Thanks for help and excuse my english.


----------



## Beastie (Jul 22, 2009)

gulanito said:
			
		

> I have a *intel 82865g *integrated board.
> I have to install drivers for it to run compiz properly?
> Where are these drivers? are ported?


Have you tried x11-drivers/xf86-video-intel?
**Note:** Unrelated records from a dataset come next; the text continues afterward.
PR #4272, opened 2019-06-03
[TE] frontend - harleyjj/alert-details - handle all dimensions case in alert-details component

harleyjj:
1) Handle 'All Dimensions' case in Alert Details component, where there are dimensions but some anomalies are for all dimensions.
2) Also fixes a bug where the detector names were not being converted into a set correctly.


sunithabeeram:
Could we please stick to the convention of including "[TE]" in the commit messages and PR descriptions? This will help us skip TE specific commits when we look up the changelog. Thanks!

PR #4276, opened 2019-06-04
Avoid negative sleep time in startupServiceStatusCheck

npawar:
We should not sleep if sleepTime <= 0 in startupServiceStatusCheck.


Jackie-Jiang:
Good catch. Sorry I misused the API... Thought it will return immediately if passing in negative sleep time (guava Uninterruptibles behavior). There are other place needs to be fixed. Will file a pr for them.

Jackie-Jiang:
#4277

PR #4279, opened 2019-06-04
Revert "Avoid negative sleep time in startupServiceStatusCheck"

npawar:
Reverts apache/incubator-pinot#4276


mcvsubbu:
In favor of #4277 having the complete fix. @Jackie-Jiang  please merge #4277

Jackie-Jiang:
Already rebased the change, no need to revert the previous one.

PR #4283, opened 2019-06-05
Reformat classes in pinot-common

Jackie-Jiang:
Includes thrift auto-generated files.

Auto-generated files from different Thrift version have different format.
Keep thrift files following Pinot Style can minimize the change when re-compiling using different Thrift version.


snleee:
This pr is a good example for the issue raised in https://github.com/apache/incubator-pinot/issues/4264

PR #4285, opened 2019-06-06
Fix the potential overflow for numGroupsLimit in CombineGroupByOperator

Jackie-Jiang:


s-sahay:
@Jackie-Jiang : Can we add a test that would catch this kind of issue? Doing it for all config values may be a stretch but can we add one for this which can test the code path with config values set to min/max?

Jackie-Jiang:
@s-sahay We can put these extreme configs into an integration test. While it is hard to prevent these kinds of issues for new added configs.

PR #4286, opened 2019-06-06
[TE] Translator code refactor to accommodate entity config translation

akshayrai:
Changes:

1. Translator should be like a black box - takes raw config and returns detection object. Update the code to make translator accept raw yaml config as input rather than a map.   
    - Removes duplicate logic in parsing of raw config to map
    - Eliminates the need to inject yaml config into detection object post translation.
2. Merge Composite pipeline translator into a single DetectionConfigTranslator. With assumption that we do not foresee any other types of translator. 
3. Remove `pipelineType` and Translator Loader in favor of a single Detection Translator.
4. Renamed `YamlDetectionConfigTranslator` to `DetectionConfigTranslator`
5. Renamed `YamlDetectionAlertConfigTranslator` to `SubscriptionConfigTranslator`


sunithabeeram:
Could we please stick to the convention of including "[TE]" in the commit messages and PR descriptions? This will help us skip TE specific commits when we look up the changelog. Thanks!

thirdeye/thirdeye-pinot/src/main/java/org/apache/pinot/thirdeye/detection/yaml/translator/ConfigTranslator.java
```diff
@@ -19,25 +19,30 @@
...
  */
 public abstract class ConfigTranslator<T extends AbstractDTO, V extends ConfigValidator> {
 
-  Map<String, Object> yamlConfig;
-
   protected ConfigValidator validator;
   protected DataProvider dataProvider;
+  protected String yamlConfig;
+  protected Map<String, Object> yamlConfigMap;
+  protected Yaml yaml;
```
jihaozh: could you make these instance variables final when possible?

akshayrai: Done. I have also updated the interface making `translateConfig` accept the parsed config map as a parameter.

PR #201, opened 2025-02-26
google: retry on httplib2.ServerNotFoundError

bhammerich-aiven:

Resolves: Errors of ServerNotFound wihle executing a request.

# Why this way

### DIFF
--- a/rohmu/object_storage/google.py
+++ b/rohmu/object_storage/google.py
@@ -308,12 +308,22 @@ class GoogleTransfer(BaseTransfer[Config]):
         while True:
             try:
                 return action()
-            except (IncompleteRead, HttpError, ssl.SSLEOFError, socket.timeout, OSError, socket.gaierror) as ex:
+            except (
+                IncompleteRead,
+                HttpError,
+                ssl.SSLEOFError,
+                socket.timeout,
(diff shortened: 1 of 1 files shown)


rohmu/object_storage/google.py
jadkik, line 1: note: There's some redundancy which seems a bit odd:

https://github.com/Aiven-Open/rohmu/blob/31bfb06f2f33d1c1a1f6f716e7c58b78a9370edb/rohmu/object_storage/google.py#L260-L266

We are supposed to handle it here, and it has its own retry logic.

And then in this function we seem to handle another kind of DNS error:

https://github.com/Aiven-Open/rohmu/blob/454acb663aaede1063fcd6a003d68f0ee8991afb/rohmu/object_storage/google.py#L337-L339

Nothing to do here, just an observation :smile:

jadkik (approved):
LGTM, just left a note but I don't think we need to change/refactor anything in here.

rohmu/object_storage/google.py
bhammerich-aiven: yeah it seems like googleapi sometimes fails unexpectedly

bugant (approved):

You will probably have to create a new xorg.conf for the new drivers to be detected, unless of course you already know what to fill *Driver*, *VendorName*, *BoardName*, etc. with.


----------



## adamk (Jul 22, 2009)

He's already using xf86-video-intel.

He simply needs to enable AIGLX.

In the ServerLayout section, add this line:

Option "AIGLX" "true"

Restart X and try compiz-manager again.

Adam


----------



## gulanito (Jul 22, 2009)

adamk said:
			
		

> He's already using xf86-video-intel.
> 
> He simply needs to enable AIGLX.
> 
> ...



No works, the error message remains the same.


----------



## adamk (Jul 22, 2009)

Then attach your new /var/log/Xorg.0.log file and your new /etc/X11/xorg.conf

Adam


----------



## gulanito (Jul 22, 2009)

adamk said:
			
		

> Then attach your new /var/log/Xorg.0.log file and your new /etc/X11/xorg.conf
> Adam



Ok

View attachment Xorg.0.log__part1.txt

View attachment Xorg.0.log__part2.txt

View attachment xorg.conf__.txt

Thanks


----------



## adamk (Jul 22, 2009)

You can 'compiz-manager' and received the same error as before?  You definitely have AIGLX enabled.

Try setting the LIBGL_ALWAYS_INDIRECT environmental variable to true ( 'setenv LIBGL_ALWAYS_INDIRECT true' on tcsh, or 'export LIBGL_ALWAYS_INDIRECT=true' on bash) and then run 'glxinfo' and show us the output.


----------



## gulanito (Jul 23, 2009)

adamk said:
			
		

> You can 'compiz-manager' and received the same error as before?  You definitely have AIGLX enabled.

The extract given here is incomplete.